Euroweek, August 2013
Standfirst: The US private placement market has long shown enthusiasm for Australian borrowers, and presents them with opportunities they can’t get at home: long-dated funding without even the need for a credit rating. But will high swap costs and greater depth in the domestic Australian markets reduce their allure? By Chris Wright
You are an Australian corporate and you need long-term funding. The Australian domestic bond market won’t provide it, and you don’t have the rating or the following to do a senior deal in the US or Europe. What do you do? You follow an increasingly well-trodden path to the US private placement market.

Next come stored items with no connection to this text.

PR #835, opened 2021-11-14
spgemm

valentin-noske:


avdgrinten:
This PR has lots of files that should not be commit to the repo (IDE configuration?).

Regarding the implementation: using std::unordered_map is likely faster than std::map for the SPA. The implementation does not use any parallelism; it is probably a good idea to add that (the most simple way to do that would be having a symbolic phase that computes the row pointers before the numeric phase).

PR #836, opened 2021-11-15
Refactor CSRMatrix

angriman:
As the last step, the constructor of `CSRMatrix` restores the row indices to their correct values. However, this is equivalent to rotating the vector to the right by one and resetting its first value to zero, which can be implemented with just two lines of code instead of writing another loop.


fabratu (approved):
LGTM.

Issue #830, opened 2021-11-10
Inconsistency between edge ID ordering and iterEdges()


mcogoni:
Hi,
I was comparing the output of NetworkX and Networkit for EBC and I wasn't able to find anywhere in the docs the order in which edgeScores is written. After looking into the sources I found out that I should use the function edgeId to go from (origin, destination) to the edgeId. A much better solution would be to follow the same order produced by iterEdges() that sorts by origin node instead of destination node as followed by edgeId. A nice addition would be a ranking method for the EBC and not only for the BC, that way there would be no mistakes...

Maybe this issue is already clarified in the docs, but I really tried without success!

Thanks!
marco

avdgrinten:
This issue has been reported before.

One possibility is guaranteeing that the edge ID ordering matches the iterEdges() ordering, but that is not done by the current implementation.

mcogoni:
For a start, I'd mention the necessity to call edgeID in the documentation...

Strato75:
Hi @avdgrinten, maybe making the ```edgeScores()``` method returns a dictionary where the key is a tuple (origin node, destination node) and the value the EBC could be a solution, what about it?
Also adding a method to the ```nxadapter``` class to get the mapping between networkx and networkit nodes would be cool!

PR #837, opened 2021-11-15
Update IterEdges() documentation

Relux-the-Relux:
Makes clear that it does not follow the order of edges Ids addressing #830 .

### DIFF
--- a/networkit/centrality.pyx
+++ b/networkit/centrality.pyx
@@ -129,7 +129,8 @@ cdef class Betweenness(Centrality):
 
 
 	def edgeScores(self):
-		""" Get a vector containing the betweenness score for each edge in the graph.
+		""" Get a vector containing the betweenness score for each edge in the graph
+		in ascending edge ID order.
 
 		Returns:
 		--------
@@ -2079,7 +2080,8 @@ cdef class SpanningEdgeCentrality(Algorithm):
 		return (<_SpanningEdgeCentrality*>(self._this)).runParallelApproximation()
 
 	def scores(self):
-		""" Get a vector containing the SEC score for each edge in the graph.
+		""" Get a vector containing the SEC score for each edge in the graph
+		in ascending edge ID order.
 
 		Returns:
 		--------
@@ -2176,7 +2178,8 @@ cdef class ApproxSpanningEdge(Algorithm):
 
 	def scores(self):
 		"""
-		Return the spanning edge approximation for each edge of the graph.
+		Return the spanning edge approximation for each edge of the graph
+		in ascending edge ID order.
 
 
 		Returns:
--- a/networkit/graph.pyx
+++ b/networkit/graph.pyx
@@ -571,6 +571,12 @@ cdef class Graph:
 	def iterEdges(self):
 		"""
 		Iterates over the edges of the graph.
+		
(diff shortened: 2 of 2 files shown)


networkit/graph.pyx
```diff
@@ -571,6 +571,11 @@ cdef class Graph:
 	def iterEdges(self):
 		"""
 		Iterates over the edges of the graph.
+		
+		The iteration is done from node to node, iterating over all edges
+		of a node before passing to edges of the next node in the order of node Ids.
```
angriman, line 576: Maybe rephrase with "For each node u in the graph in ascending node id order, the iterator yields the edges incident to u".

avdgrinten:
In addition to this change, we should update the docs of the edge centrality algos to state that their result is indexed by edge ID.

avdgrinten:
This is also underspecified for undirected graphs. Which direction of an edge is returned?

angriman:
Yes, we should specify that for undirected graphs we return edges `(u, v)` where `u < v` (to avoid iterating twice over the same edge) while for directed graphs we return out-edges.

networkit/graph.pyx
```diff
@@ -571,6 +571,12 @@ cdef class Graph:
 	def iterEdges(self):
 		"""
 		Iterates over the edges of the graph.
+		
+		For each node u in the graph in ascending node id order,
+		the iterator yields the out-edges of u in directed Graphs
+		and the edges (u,v) in which u < v for undirected Graphs.
```
angriman, line 577: Graphs -> graphs

angriman (approved):

networkit/centrality.pyx
```diff
@@ -129,7 +129,8 @@ cdef class Betweenness(Centrality):
 
 
 	def edgeScores(self):
-		""" Get a vector containing the betweenness score for each edge in the graph.
+		""" Get a vector containing the betweenness score for each edge in the graph
+		in ascending edge id order.
```
avdgrinten, line 133: `edge ID`, not `id`.

avdgrinten: Maybe also add `(as returned by Graph.edgeId())`.

networkit/graph.pyx
```diff
@@ -571,6 +571,12 @@ cdef class Graph:
 	def iterEdges(self):
 		"""
 		Iterates over the edges of the graph.
+		
+		For each node u in the graph in ascending node id order,
```
avdgrinten, line 575: `id` -> `ID`.

networkit/graph.pyx
```diff
@@ -571,6 +571,12 @@ cdef class Graph:
...
+		the iterator yields the out-edges of u in directed graphs
+		and the edges (u,v) in which u < v for undirected graphs.
+		
+		It does NOT follow the order of edgeIds (if present).
```
avdgrinten, line 579: Do not capitalize `NOT`. `edgeIds` -> `edge IDs`.

avdgrinten (changes requested):

networkit/centrality.pyx
angriman: @Relux-the-Relux this comment is yet to be addressed.

avdgrinten (approved):
LGTM.

PR #839, opened 2021-11-16
Debug_only Macro

CxVercility:
As described in #811 this can be used to avoid bloating code with ifndef and endifs to maintain readability.

Where to put it, and how to name it is up for discussion.

### DIFF
--- a/include/networkit/Globals.hpp
+++ b/include/networkit/Globals.hpp
@@ -23,6 +23,14 @@ using omp_index = int64_t;
 using omp_index = index;
 #endif // _MSC_VER
 
+#ifdef NDEBUG
+#define DEBUG_ONLY(x)
+#else
+#define DEBUG_ONLY(x) = x;
+#endif
+
+
+
 using count = uint64_t;    ///< more expressive name for an integer quantity
 using node = index;        ///< node indices are 0-based
 using edgeweight = double; ///< edge weight type


include/networkit/Globals.hpp
```diff
@@ -23,6 +23,14 @@ using omp_index = int64_t;
 using omp_index = index;
 #endif // _MSC_VER
 
+#ifdef NDEBUG
+#define DEBUG_ONLY(x)
+#else
+#define DEBUG_ONLY(x) = x;
+#endif
```
avdgrinten, line 30: This should be called `NETWORKIT_DEBUG_ONLY` to keep the macro namespace clean. The `!NDEBUG` case also seems to be broken (what is the `=` for?).

avdgrinten:
I am not convinced that this is a good idea. It is probably better to avoid diverging code between `NDEBUG` and `!NDEBUG`. Why isn't `assert` sufficient? What do we need to disable at compile time? Isn't a simple `if` or `#ifdef` enough to disable computations that only happen in debugging mode? Usually, one can just do the computations both in debugging and in release mode and let the compiler optimize the debugging code away in release mode.

CxVercility:
each #ifdef and #endif incurs 2 whole additional lines which makes the code pretty unreadable in my case because multiple debug only lines are close to each other

This is just an idea up for discussion.

include/networkit/Globals.hpp
CxVercility: I typed this from memory since it was only a suggestion for now.

avdgrinten:
Then let's just keep the computation in the release code unless the performance impact is really measurable. This might require adding `(void)x;` for variables `x` that are only read by assertions (to get around unused variable warning), but this is more pretty than a `NETWORKIT_DEBUG_ONLY` macro.

For the rare cases where it is measurable, we can use `#ifdef` (or use a plain `if` on a `constexpr` variable that is true/false depending on `NDEBUG`; C++17 will make this a bit smoother with `if constexpr`).

CC @angriman

PR #840, opened 2021-11-17
Add topology sort for both C++ and Python interface

fabratu:
This PR adds a sequential Topology Sort algorithm as requested/discussed here: https://github.com/networkit/networkit/discussions/829

### DIFF
--- a/include/networkit/graph/GraphTools.hpp
+++ b/include/networkit/graph/GraphTools.hpp
@@ -421,6 +421,18 @@ Graph restoreGraph(const std::vector<node> &invertedIdMap, const Graph &G);
 void sortEdgesByWeight(Graph &G, bool decreasing = false);
 
 /**
+ * Given a directed graph G, the topology sort algorithm creates one valid topology order of nodes.
+ * Undirected graphs are not accepted as input, since a topology sort is a linear ordering of
+ * vertices such that for every edge u -> v, node u comes before v in the ordering.
+ *
+ * This is a helper function. Instead of calling it via GraphTools, it is also possible to create a
+ * TopologicalSort-object from the base-class.
+ * @param   G           Directed input graph
+ * @return              A vector of node-ids sorted according to their topology.
+ */
+std::vector<node> topologicalSort(const Graph &G);
+
+/**
  * Rename nodes in a graph using a callback which translates each old id to a new one.
  * For each node u in input graph, oldIdToNew(u) < numNodes.
  *
--- a/networkit/cpp/graph/GraphTools.cpp
+++ b/networkit/cpp/graph/GraphTools.cpp
@@ -5,6 +5,7 @@
 #include <networkit/auxiliary/Random.hpp>
 #include <networkit/graph/Graph.hpp>
 #include <networkit/graph/GraphTools.hpp>
+#include <networkit/graph/TopologicalSort.hpp>
 
 namespace NetworKit {
 
@@ -502,6 +503,13 @@ void sortEdgesByWeight(Graph &G, bool decreasing) {
                 return e1.v < e2.v;
             return e1.weight < e2.weight;
         });
+}
+
+std::vector<node> topologicalSort(const Graph &G) {
+    TopologicalSort topSort(G);
+    topSort.run();
+
+    return topSort.getResult();
 }
 
 } // namespace GraphTools
--- a/networkit/cpp/graph/TopologicalSort.cpp
+++ b/networkit/cpp/graph/TopologicalSort.cpp
@@ -1,0 +1,66 @@
+/*
+ * TopologicalSort.cpp
+ *
+ *  Created on: 22.11.2021
+ *      Author: Fabian Brandt-Tumescheit
+ */
+#include <networkit/graph/TopologicalSort.hpp>
+
+namespace NetworKit {
+
+TopologicalSort::TopologicalSort(const Graph &G) : G(&G) {
+    if (!G.isDirected())
+        throw std::runtime_error("Topological sort is defined for directed graphs only.");
+}
+
+void TopologicalSort::run() {
+    reset();
+
+    std::stack<node> nodeStack;
+
+    G->forNodes([&](node u) {
+        if (topSortMark[u] == NodeMark::PERM)
+            return;
+
+        nodeStack.push(u);
+        do {
+            node v = nodeStack.top();
+            if (topSortMark[v] != NodeMark::NONE) {
+                nodeStack.pop();
+                if (topSortMark[v] == NodeMark::TEMP) {
+                    topSortMark[v] = NodeMark::PERM;
+                    topology[current] = v;
+                    current--;
+                }
+            } else {
+                topSortMark[v] = NodeMark::TEMP;
+                G->forNeighborsOf(v, [&](node w) {
+                    if (topSortMark[w] == NodeMark::NONE)
+                        nodeStack.push(w);
+                    else if (topSortMark[w] == NodeMark::TEMP)
+                        throw std::runtime_error("Error: the input graph has cycles.");
+                });
+            }
+        } while (!nodeStack.empty());
+    });
+
+    hasRun = true;
+}
+
+void TopologicalSort::reset() {
+    // Reset node marks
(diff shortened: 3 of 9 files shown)


networkit/cpp/graph/test/GraphToolsGTest.cpp
```diff
@@ -1023,4 +1023,36 @@ TEST_P(GraphToolsGTest, testEdgesSortedByWeight) {
...
+    G.addEdge(0, 1);
+    G.addEdge(0, 2);
+    G.addEdge(2, 1);
+    G.addEdge(1, 3);
+    G.addEdge(4, 2);
+
+    if (directed()) {
+        std::vector<node> res = GraphTools::topologySort(G);
+        std::vector<node> test = {4, 0, 2, 1, 3};
+        EXPECT_TRUE(res == test);
```
opatut, line 1048: This test looks rather unstable, as there are multiple possible results, and the actual returned order depends on the implementation, the actual choice from the possible results is undefined behaviour. 

The test could instead iterate through all edges *(u, v)* and assert that u's index in the result is smaller than v's index.

opatut (commented):
Thanks for implementing this so quickly. Not sure what the requirements are for tests, but I see a case here for a little improvement for future test stability and correctness.

Otherwise, awesome work ;) (Haven't tested it yet though, no idea how to compile it yet).

networkit/cpp/graph/GraphTools.cpp
```diff
@@ -504,5 +504,45 @@ void sortEdgesByWeight(Graph &G, bool decreasing) {
...
+    count current = G.numberOfNodes() - 1;
+    std::function<void(node)> exploreNode;
+
+    exploreNode = [&](node u) {
+        if (topSortMark[u] == nodeMark::PERM) {
+            return;
+        }
+        if (topSortMark[u] == nodeMark::TEMP) {
+            throw std::runtime_error(
+                "Error: the input graph has cycles. Therefore no valid topology can be computed.");
```
angriman, line 525:
```suggestion
                "Error: the input graph has cycles.");
```

networkit/cpp/graph/GraphTools.cpp
```diff
@@ -504,5 +504,45 @@ void sortEdgesByWeight(Graph &G, bool decreasing) {
...
+        }
+
+        topSortMark[u] = nodeMark::TEMP;
+
+        for (auto v : G.neighborRange(u)) {
+            exploreNode(v);
+        }
```
angriman, line 532:
```suggestion
        G.forNeighbors(u, exploreNode);
```

include/networkit/graph/GraphTools.hpp
```diff
@@ -395,7 +395,7 @@ std::unordered_map<node, node> getRandomContinuousNodeIds(const Graph &graph);
  * @param 	nodeIdMap	The mapping from node ids with gaps to continuous node ids (i.e. from
  * @getContinuousNodeIds)
  * @param 	G 			The compacted graph (currently only needed for the upper node id bound)
- * @return 				A vector of nodes id where the index is the node id of the compacted graph
+ * @return 				A vector of node-ids where the index is the node id of the compacted graph
```
angriman, line 398: This change is not related to the PR.

include/networkit/graph/GraphTools.hpp
```diff
@@ -420,6 +420,15 @@ Graph restoreGraph(const std::vector<node> &invertedIdMap, const Graph &G);
...
 void sortEdgesByWeight(Graph &G, bool decreasing = false);
 
+/**
+ * Given a directed graph G, the topology sort algorithm creates one valid topology order of nodes.
+ * Undirected graphs are not accepted as input, since a topology sort is a linear ordering of
+ * vertices such that for every edge u -> v, node u comes before v in the ordering.
+ * @param   G           Directed input graph
+ * @return              A vector of node-ids sorted according to their topology.
+ */
+std::vector<node> topologySort(const Graph &G);
```
angriman, line 430:
```suggestion
std::vector<node> topologicalSort(const Graph &G);
```

networkit/graphtools.pyx
```diff
@@ -43,6 +43,7 @@ cdef extern from "<networkit/graph/GraphTools.hpp>" namespace "NetworKit::GraphT
 	unordered_map[node,node] getContinuousNodeIds(_Graph G) nogil except +
 	unordered_map[node,node] getRandomContinuousNodeIds(_Graph G) nogil except +
 	void sortEdgesByWeight(_Graph G, bool_t) nogil except +
+	vector[node] topologySort(_Graph G) nogil except +
```
angriman, line 46: Please add a simple Python test.

avdgrinten:
In general, I would prefer to have this as an `Algorithm` subclass. This has the advantage that the state (= the `std::vector`s etc.) can be put into the class and re-used if multiple runs of the algorithm are required.

We can still have a helper function but it should internally just construct an object of the subclass and call `run()`.

networkit/cpp/graph/GraphTools.cpp
```diff
@@ -504,5 +504,45 @@ void sortEdgesByWeight(Graph &G, bool decreasing) {
         });
 }
 
+std::vector<node> topologySort(const Graph &G) {
+    if (!G.isDirected()) {
+        throw std::runtime_error(
+            "Sorting according to topology is only defined for directed graphs.");
```
angriman, line 510:
```suggestion
            "Topological sort is defined for directed graphs only.");
```

networkit/cpp/graph/GraphTools.cpp
```diff
@@ -504,5 +504,43 @@ void sortEdgesByWeight(Graph &G, bool decreasing) {
...
+            "Topological sort is defined for directed graphs only.");
+    }
+
+    enum nodeMark { NONE, TEMP, PERM };
+    std::vector<nodeMark> topSortMark(G.numberOfNodes(), nodeMark::NONE);
+    std::vector<node> result(G.numberOfNodes(), 0);
+    count current = G.numberOfNodes() - 1;
+    std::function<void(node)> exploreNode;
+
+    exploreNode = [&](node u) {
```
avdgrinten, line 519: This still uses `std::function` (which has a high overhead) even though that is not necessary:
```suggestion
    auto exploreNode = [&](node u) {
```

avdgrinten: Ah wait, you're doing this to enable the recursion. It's probably better to use a normal function in this case (and not a lambda).

networkit/cpp/graph/TopologicalSort.cpp
```diff
@@ -0,0 +1,70 @@
...
+}
+
+void TopologicalSort::run() {
+    if (hasRun)
+        reset();
+
+    std::stack<node> nodeStack;
+
+    G->forNodes([&](node u) {
+        if (topSortMark[u] != NodeMark::PERM) {
```
angriman, line 28: Just a minor thing here: to avoid indenting the whole function, I would write something like
```
if (topSortMark[u] == NodeMark::PERM)
    return;
// Rest of the code
```

networkit/cpp/graph/TopologicalSort.cpp
```diff
@@ -0,0 +1,70 @@
...
+            nodeStack.push(u);
+            do {
+                node v = nodeStack.top();
+                if (topSortMark[v] != NodeMark::NONE) {
+                    nodeStack.pop();
+                    if (topSortMark[v] == NodeMark::TEMP) {
+                        topSortMark[v] = NodeMark::PERM;
+                        topology[current] = v;
+                        current--;
+                        assert(current >= 0);
```
angriman, line 38: This assertion is not needed, `current` is an unsigned integer.

networkit/cpp/graph/test/TopologicalSortGTest.cpp
```diff
@@ -0,0 +1,76 @@
+/*
+ * TopologicalSort.hpp
```
angriman, line 2: The file name is different

angriman (approved):

PR #841, opened 2021-11-17
Fixed author in citation of `ApproxCloseness`

danielw2904:
Here the link to arXive https://arxiv.org/abs/1409.0035


fabratu (approved):
LGTM - good catch.

PR #842, opened 2021-11-20
Remove unused CSRMatrix source file

angriman:
When we merged the templated CSRMatrix implementation we should have removed `CSRMatrix.cpp`. We probably forgot about that (this file is not even compiled).


avdgrinten (approved):
LGTM.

“Australia has historically been favourably disposed towards US PPs for a number of reasons,” says Sean Henderson, head of debt capital markets for Australia for HSBC. “Documentation is much easier than public 144a issuance, being more loan-style in nature. Also this market doesn’t require large benchmark issue sizes, and offers long-dated funding that can be spread across a range of tranches, reducing refinancing risks.” And issuers don’t need to have public ratings to access it. “All of these add a relatively easy option for borrowers without public bond and ratings platforms, and it has often been the market of choice for Australian credits with more modest financing needs.”
Ron Ross, executive director of debt capital markets at ANZ, likes to champion the domestic debt markets, but recognises there are needs the home market can’t meet. “Corporates head overseas for several reasons: usually for tenor, which is where the US PP market kicks in,” he says. “Last year we did a 30-year bond there. No other market is going to go that long.” In particular, for unrated corporates, it can be the only option. “Only the US PP market is going to allow that,” he says.
So what are the arguments against? “One of the main challenges issuers face in this market is the use of maintenance covenants,” says Henderson. (Maintenance covenants are more onerous than incurrence covenants, which commonly apply in markets such as high yield and term loan B). “You’ve got to adhere to them at all times, and that doesn’t work for all businesses.”
Then there’s cost: both longer-dated funding and, for most Australians, the need for cross-currency swaps to bring funds back to Australian dollars. “The US private placement market is definitely there for project and infrastructure borrowers, particularly those who are more corporate-looking,” says John Chauvel, head of debt capital markets for Westpac. “The only problem is that most non-resource-related borrowers need the cross-currency swap. I’m always optimistic the domestic market can step up and meet that need in Australian dollars.”
But can it? Gary Blix, head of corporate origination at Westpac, says US PPs have a competitive advantage over domestic issuance for 10-years plus. “But anywhere between three and seven years, the majority of transactions, if not all, will be done domestically.” Every borrower will have a different point at which one market becomes more cost-effective than the other. In theory, though, as tenors develop in the domestic market – and they do appear to be developing, very gradually – the appeal of going to the US for a placement will dim, particularly if banks continue to rein in their swap lines and make them more expensive.
Where the US market makes a great deal of sense is for borrowers who need dollars anyway. Consequently, mainstays of this market tend to be in the resources sector where the dollar is the functional currency anyway, eliminating any need for the swap.
There’s certainly no shortage of enthusiasm from the investor side in the US. “US investors are keen on Australian corporates,” Henderson says. “They offer a good mix of good corporate governance, access to a developed economy with low sovereign debt levels, a robust legal system and diversity from their existing portfolio.” In 2011, for example, Australia and New Zealand made up 16% of the entire US$46.5 billion US private placement market, according to data from JP Morgan. Borrowers in that market in recent years have included CSL, Melbourne Airport, Envestra, Metcash and New Zealand’s Transpower.
Two typical transactions this year demonstrate what these deals normally look like: split into a range of small, long-dated tranches, with reasonably modest coupons. CSL’s US$500 million placement on March 27, for example, was split between five, seven, 10 and 12-year bullets, with coupons from 2.07% to 3.32%.
Then Orica’s US$600 million placement on August 10 was split between 10, 12, 15 and 20 year notes with Bank of America, Westpac, JP Morgan and ANZ as agents. Coupons on the tranches ranged from 4.53% to 5.9%. Orica serves explosives and blasting systems to the mining and infrastructure markets, demonstrating once again the link the market historically has to resource-related sectors.
An appealing element of the US PP market is that it offers funding that fits the development of infrastructure, likely to be a theme for many years ahead in Australia. “We expect the US private placement market to have a very solid year. There is a lot of interest coming out of that market for infrastructure-style deals,” says Steve Lambert, executive general manager, global capital markets at National Australia Bank. “As we think about refinancing infrastructure post-construction, there will be an increasingly interesting market for Australian infrastructure borrowers in US private placements. Swaps are an issue, but borrowers can normally get around that.” And if the domestic market can’t provide an alternative, these credits are going to continue to cross the Pacific to find it.